NYE: Of what we could do to save energy that no one thought of even a few years ago. These are two holiday lights, and they use more energy --
KING: These are the holiday lights?
NYE: Yeah, we call them Christmas lights is one expression. They use more energy than these 20 light-emitting diode style bulbs. KING: Saying what?
NYE: Saying that we can use about a third as much energy -- we could save rather about a third as much energy, a third of our energy with existing technologies just like that. You use -- your light bill goes lower. These are manufactured by people and companies that are making money. If we save 30 percent of our energy here in the United States, we could make very different decisions about how we engage powers around the world.
KING: Richard --
NYE: And that's just for starters.
KING: Richard, we're closely up against the clock. Do you feel at all that your Ka Hokey here, you're fighting a losing battle?
LINDZEN: Not at all. I think time will tell. I think Mr. Nye is speaking about energy. Energy sources and balance have changed over time, it will change. I have no idea what the energy mix will be 50 years from now. But I think if what he says about profitable, better sources are there, they will come online and they will come online without government fiat. Heidi says the science is solid and I can't criticize her because she never says what science she's talking about. This is a problem with so many facets, that the notion that scientists are in lox, that bonnet is silly.
NYE: This report has them at 99 percent certainty, this report that comes out this week --
LINDZEN: Ninety-nine percent certainty of what?
NYE: It was 60 five years ago.
LINDZEN: Of what?
NYE: That the world's going to get warmer by about 2 degrees Fahrenheit, 1.2 Celsius.
LINDZEN: No, it didn't say anything of the sort. It didn't say that.
NYE: Ok, well, we'll see what happens when the report comes out.
KING: Well how do we know if it's not out yet?
LINDZEN: The report won't come out until May.
NYE: Ok, so do you want to talk about the -- you say that there is no global climate change? Is that your argument?
LINDZEN: I'm not saying anything of the sort. I'm saying temperature has changed --
NYE: Are you saying the problem is not serious?
KING: Let him finish.
LINDZEN: I'm saying that we have seen a rate of temperature change that is not outside the range of what the climate does by itself. So --
NYE: You're saying the current rate is consistent with, for example, the ice score records? I that what you're saying, it's about the same speed as the record of the --
LINDZEN: The ice score records, excuse me, have a time resolution of 2,000 years. They couldn't tell you what's going on, on the scale you're talking about.

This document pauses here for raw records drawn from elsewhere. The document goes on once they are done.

PR #798, opened 2025-12-20
feat: blur item if it's sensitive/objectionable

espeon:
Adds sensitive content blurring and warnings for streams labelled with certain content tags, via blurring thumbnails in the main live view, and a "sensitive content" overlay that obscures video and mutes audio until user acknowledgement.

Note that sensitive content overlay only darkens the background. Blurring would requite a new native dependency (expo-blur). We should also provide a method to show/blur/hide posts based on certain labels and other characteristics as well.


pkg/model/livestream.go
```diff
@@ -132,3 +135,22 @@ func (m *DBModel) GetLatestLivestreams(limit int, before *time.Time) ([]Livestre
 
 	return recentLivestreams, nil
 }
+
+func (m *DBModel) GetLivestreamView(ctx context.Context, ls *Livestream) (*streamplace.Livestream_LivestreamView, error) {
```
iameli, line 133: [Hmm same comment as I made here](https://github.com/streamplace/streamplace/pull/787/changes#r2636283706); it'd be cool to have the `model` functions just return a `*streamplace.Livestream_LivestreamView` in all cases. You don't gotta fully refactor that in this PR but maybe the new function should just take an ID and return a `*streamplace.Livestream_LivestreamView` without needing to perform an intermediate step elsewhere?

iameli (changes requested):
Broadly cool with this, just interested in simplifying `model` so we don't have both `model.Thing` and `streamplace.ThingView` structs running around everywhere.

An alternative to expo-blur would be doing a server-side blur on the thumbnail on the way out; potentially something that could be done in pure Go and cached so it'd be pretty lightweight

pkg/model/livestream.go
espeon: oh good point 😭 

Will see what I can do about doing that

espeon:
Probably not worth bothering atm until we get better moderation infrastructure

PR #799, opened 2025-12-20
fix: misc. navigation bar tweaks

espeon:
1. Logo in the top left redirects home, and we change the "Streamplace" on the navbar to "Home".
2. Adds a reset stack button to the 'settings' menu like we do already with 'home'
3. Adds a back button to non-base navigators (e.g. settings, home stacks)


iameli (approved):
sounds reasonable

PR #801, opened 2025-12-20
feat: s3 UI and saving to statedb

### LINKED ISSUE #576: s3: implement BYOS3 UX and statefuldb data model
Allow users to bring their own S3 credentials; when segmenting we'll upload everything there for archival

Could be in this format: `s3+https://ACCESS_KEY_ID:SECRET_ACCESS_KEY@s3.example.com/bucket`

espeon:
Adds basic s3 UI and data model per #576


pkg/statedb/storage.go
```diff
@@ -0,0 +1,95 @@
...
+	streamplace "stream.place/streamplace/pkg/streamplace"
+)
+
+// Storage represents S3 storage configuration for a user
+type Storage struct {
+	ID                         string    `gorm:"column:id;primarykey"`
+	IsActive                   bool      `gorm:"column:is_active;default:true"`
+	UserDID                    string    `gorm:"column:user_did;not null;unique"`
+	URL                        string    `gorm:"column:url;not null"`
+	RequestedSecondsPerSegment int       `gorm:"column:requested_seconds_per_segment;default:6"`
```
iameli: This is interesting but maybe leave out for now; we'll want to start with large archival files

espeon: Good point, was thinking about splitting up into slightly larger (10s instead of 1s) segments when writing that.

iameli:
@espeon Obviously this doesn't do much until I implement archival (which probably means fixing deterministic muxing) but rather than let the PR sit around getting stale I'm kind of tempted to ship it and hide it from the UI? Just so you don't gotta keep rebasing

espeon:
this is doable :0

iameli (approved):
LGTM, let's get this merged but hidden in the UI so it's ready when the time comes

PR #802, opened 2025-12-27
feat: bump deps and add liquid glass (lol)

espeon:
Not 100% sure about this one - had to update react-navigation to v8-beta, but it works like a charm for now 🤔. If needed, i can definitely remove and go back to an earlier react navigation version, but we wouldn’t be able to keep the liquid glass nav bar.

There was also a refactor of the main router, so I’ll have to check and make sure all the background features work as well as they did beforehand.

IMG_1857


espeon:
closing in favour of #940

PR #820, opened 2026-01-09
fix: block javascript URIs (they are most likely malicious anyways)

### LINKED ISSUE #819: Refuse to index `place.stream.chat.message`s with `javascript:` facets
[So this is an attack that hit some people today:](https://bsky.app/profile/skywatch.blue/post/3mbw62gvobk2r) pretty simple one, just a clickable link has `<a href="javascript:evilCodeHere()">` that's not getting sanitized properly. We appear to have not been susceptible but any chat posts that have that are pretty much malicious by definition and we should do defense-in-depth by refusing to index them.

espeon:
should resolve #819

### DIFF
--- a/pkg/atproto/sync.go
+++ b/pkg/atproto/sync.go
@@ -6,6 +6,7 @@ import (
 	"errors"
 	"fmt"
 	"reflect"
+	"strings"
 	"time"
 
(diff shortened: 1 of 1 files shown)


iameli (approved):
Sweet

PR #30, opened 2026-01-14
long tail admin apis

airhorns:
- **Return heartbeat result**
- **Add support for worker side cancellation**
- **Add API for retrieving attempts with job at the same time**


airhorns:

- #30 ◀
    - #31

PR #88, opened 2026-02-04
Implement lazy per-queue concurrency hydration

airhorns:
Remove synchronous full scan of concurrency holders at shard startup. Instead, hydrate queues lazily on first try_reserve() call, scanning only the specific tenant+queue combination needed. This improves startup performance when there are many active jobs.

Key changes:
- Add hydrated_queues tracking to ConcurrencyCounts
- Add hydrate_queue() for per-queue prefix scanning
- Make try_reserve() async with db/range params for lazy hydration
- Add try_reserve_sync() helper for unit tests
- Remove startup hydration call from JobStoreShard::new()
- Add integration tests for lazy hydration correctness

### DIFF
--- a/src/concurrency.rs
+++ b/src/concurrency.rs
@@ -33,19 +33,62 @@ use std::sync::Mutex;
 
 use slatedb::{Db, DbIterator, WriteBatch};
 
-use crate::dst_events::{self, DstEvent};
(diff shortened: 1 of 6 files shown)


airhorns:
Re-running CI to check for flakiness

NYE: I disagree with that statement right there.
LINDZEN: Do you want to make this small wager on it?
KING: Go ahead, Bill.
NYE: I'll bet you a cup of coffee.
LINDZEN: how about a bottle of (INAUDIBLE).
NYE: I don't know what that is.
LINDZEN: Sixty dollars for a bottle of scotch.
NYE: Sure, it sounds fancy.
KING: He's from M.I.T. he knows what he's talking about. Thank you all very much. We will not leave this topic alone. Heidi Cullen, Bill Nye, Richard Lindzen and Julian Morris.